(Beginning of Excerpted records)

PR #9209, opened 2026-01-31
Fix MSVC ARM64EC build: exclude ARM64EC from SSE <immintrin.h> include

navvyswethgraphics:
### Summary
Fix Windows ARM64EC builds with MSVC by avoiding direct inclusion of <immintrin.h> and using  <intrin.h> as required by the toolchain.

### Problem
Building ImGui from current "master" with Visual Studio 2022 using the "ARM64EC" configuration fails during compilation with:

>C:\Program Files\Microsoft Visual Studio\2022\VC\Tools\MSVC\****\include\immintrin.h(19,1): error C1189: #error:  this header should only be included through <intrin.h>
1>(compiling source file '../imgui_widgets.cpp')

### Root cause
For MSVC ARM64EC, the compiler toolchain enforces that intrinsics must be reached through  <intrin.h>. Direct inclusion of  <immintrin.h> causes prevents successful builds.

### Solution
Update the include/guard logic for Windows + MSVC ARM64EC builds so that intrinsics are included via  <intrin.h> (and avoid directly including  <immintrin.h> for ARM64EC).

### Impact
- Affects:  Windows + MSVC + ARM64EC
- Does not change runtime behavior
- No impact expected on non-Windows, non-MSVC, or non-ARM64EC builds

### Reproduction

(End of Excerpted records)

§ Task description
Both end lines included, restate word for word the lines above from the line with "Building ImGui from" to the line with "### Root cause", and nothing else.

§ Worked solution
Building ImGui from current "master" with Visual Studio 2022 using the "ARM64EC" configuration fails during compilation with:

>C:\Program Files\Microsoft Visual Studio\2022\VC\Tools\MSVC\****\include\immintrin.h(19,1): error C1189: #error:  this header should only be included through <intrin.h>
1>(compiling source file '../imgui_widgets.cpp')

### Root cause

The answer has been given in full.